Perché l'aragosta blu? Intorno a giugno del 2012 fu pescato un'esemplare di aragosta blu in Nuova Scozia, Canada. La probabilità di trovarne una è all'incirca una su due milioni. Il particolare colore è dovuto a un difetto genetico del pigmento del carapace, un po' come le tigri o i leoni albini.Mi sembrava quindi carino identificare il mio blog come qualcosa che va oltre le solite ricette di cucina. Qui si parlerà di tecniche, di cucina della nonna, di metodi dimenticati, di cene a tema per stupire, di etnico, di preparazioni fatte in casa. Tutto quello che riguarda la cucina in un discorso un po' più vasto e diverso dal solito.Condividerò quindi 20 anni circa di ricerca, di studio, di osservazioni e di tanta passione.

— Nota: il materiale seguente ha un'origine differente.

PR #426, opened 2023-12-13
[RNG] Refactored the curand backend

andreyfe1:
Refactoring includes following:
* SYCL 2020 API changes.
* Removing unnecessary wait calls for SYCL buffer and USM API both.

# Checklist

## All Submissions

- [x] Do all unit tests pass locally? [log.txt](https://github.com/oneapi-src/oneMKL/files/13659464/log.txt)

### DIFF
--- a/src/rng/backends/curand/curand_helper.hpp
+++ b/src/rng/backends/curand/curand_helper.hpp
@@ -211,22 +211,22 @@ static inline void range_transform_fp(sycl::queue& queue, T a, T b, std::int64_t
                                       sycl::buffer<T, 1>& r) {
     queue.submit([&](sycl::handler& cgh) {
         auto acc = r.template get_access<sycl::access::mode::read_write>(cgh);
-        cgh.parallel_for(sycl::range<1>(n),
-                         [=](sycl::id<1> id) { acc[id] = acc[id] * (b - a) + a; });
+        cgh.parallel_for(n, [=](sycl::id<1> id) { acc[id] = acc[id] * (b - a) + a; });
     });
 }
+
 template <typename T>
-static inline sycl::event range_transform_fp(sycl::queue& queue, T a, T b, std::int64_t n, T* r) {
-    return queue.submit([&](sycl::handler& cgh) {
-        cgh.parallel_for(sycl::range<1>(n), [=](sycl::id<1> id) { r[id] = r[id] * (b - a) + a; });
-    });
+static inline sycl::event range_transform_fp(sycl::queue& queue, T a, T b, std::int64_t n, T* r,
+                                             sycl::event dependency) {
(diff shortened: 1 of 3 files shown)


aelizaro (approved):
Changes looks great to me, thank you @andreyfe1!

egrabovskaya (approved):

JackAKirk:
Hi @andreyfe1 

I just have a question about the removal of the `wait_and_throw`s in this PR, In particular I was wondering if there was a reason that you left in the wait_and_throw for the `oneapi::mkl::rng::uniform_method::standard` generate function?

According to curand docs these funcs are asyncronous: see https://docs.nvidia.com/cuda/curand/host-api-overview.html#host-api-example

relevant excerpt:

"Note that curandGenerate() in step 4 above launches a kernel and returns asynchronously. If you launch another kernel in a different stream, and that kernel needs to use the results of curandGenerate(), you must either call cudaThreadSynchronize() or use the stream management/event management routines, to ensure that the random generation kernel has finished execution before the new kernel is launched. "

However we know that actually some cusolver calls that are meant to be asyncronous actually aren't. I'm just curious whether you tested this and found something similar?

Otherwise I may add back stream synchronization to support the standard host_task 2020 case that does not wait for asyncronous native calls.

Thanks.

andreyfe1:
Hi @JackAKirk,
The reason for removal was that `wait_and_throw()` was an extra synchronization. For users it's an extra call during profiling.

>if there was a reason that you left in the wait_and_throw for the `oneapi::mkl::rng::uniform_method::standard` generate function?

Do you mean [this call](https://github.com/oneapi-src/oneMKL/blob/develop/src/rng/backends/curand/mrg32k3a.cpp#L346)? This is because we need to allocate a [temporary memory](https://github.com/oneapi-src/oneMKL/blob/develop/src/rng/backends/curand/mrg32k3a.cpp#L335) and we need to synchronize until we release the memory to not have the dangling reference. Unfortunately this call is synchronous.

JackAKirk:
> Hi @JackAKirk, The reason for removal was that `wait_and_throw()` was an extra synchronization. For users it's an extra call during profiling.
> 
> > if there was a reason that you left in the wait_and_throw for the `oneapi::mkl::rng::uniform_method::standard` generate function?
> 
> Do you mean [this call](https://github.com/oneapi-src/oneMKL/blob/develop/src/rng/backends/curand/mrg32k3a.cpp#L346)? This is because we need to allocate a [temporary memory](https://github.com/oneapi-src/oneMKL/blob/develop/src/rng/backends/curand/mrg32k3a.cpp#L335) and we need to synchronize until we release the memory to not have the dangling reference. Unfortunately this call is synchronous.

Yeah, thanks for the info!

Adesso accomodatevi e prendiamoci un caffè...

martedì 16 aprile 2013

Polpettone farcito di colori e sapori


"E' meglio che un uomo aspetti il suo cibo, piuttosto che sia il cibo ad aspettare lui" (antico proverbio cinese)

   
     Bhe come al solito gli orientali hanno ragione!!! Ma dipende dal cibo. Quando ho messo in tavola questo polpettone erano già tutti con la forchetta in mano, e confesso che anche io non vedevo l'ora di assaggiarlo perchè c'erano così tanti profumini in cucina che l'unica cosa da fare era proprio iniziare a degustare.

     Siccome non sapevo come definirlo questo polpettone, perché l'ho farcito con tutto e di più, ho tagliato la testa al toro definendolo pieno di colori e sapori, e tutto sommato è stato proprio così.

INGREDIENTI:

  • 7 etti di polpa di manzo
  • 2 etti di salsiccia
  • sottilette Inalpi
  • un porro lessato
  • barba di frate o agretti
  • prezzemolo
  • 1 cipolla
  • 2 spicchi aglio
  • 1 costa di sedano
  • 2 uova
  • 2 o 3 cucch. di parmigiano
  • pane ammollato nel latte
  • noce moscata
  • sale e pepe q.b.
  • pancetta coppata
  • 4 fette di mortadella

PREPARAZIONE:

     Io in genere non compro la carne trita: o la taglio a coltello, per esempio per una tartare o per un ragù (anzi in genere quando posso la taglio SEMPRE a coltello, ho scoperto che migliora la consistenza, e sembra quasi sia più gustosa); ovviamente quando ho grosse quantità di carne e la necessità di una carne tritata fina e non grossolana tiro fuori dal mobile il mio tritacarne.

     Non compro la carne già tritata perché non mi fido: non so che cosa c'è dentro, non so la percentuale di grasso, non so che taglio di carne ci sia... insomma, sono una talebana della cucina anche in questo caso!!! Non parliamo poi del fatto che le tartare, siano di carne o di pesce, io le faccio ASSOLUTISSIMAMENTE TAGLIATE A COLTELLO!!!  Confesso che per un attimo ho accarezzato l'idea di farlo a coltello, poi però ho rinunciato :-)

     Per prima cosa ho lessato il mio porro in acqua bollente per una decina di minuti e per pochi minuti gli agretti.


     E le ho lasciate da parte.  Poi ho preso le carni.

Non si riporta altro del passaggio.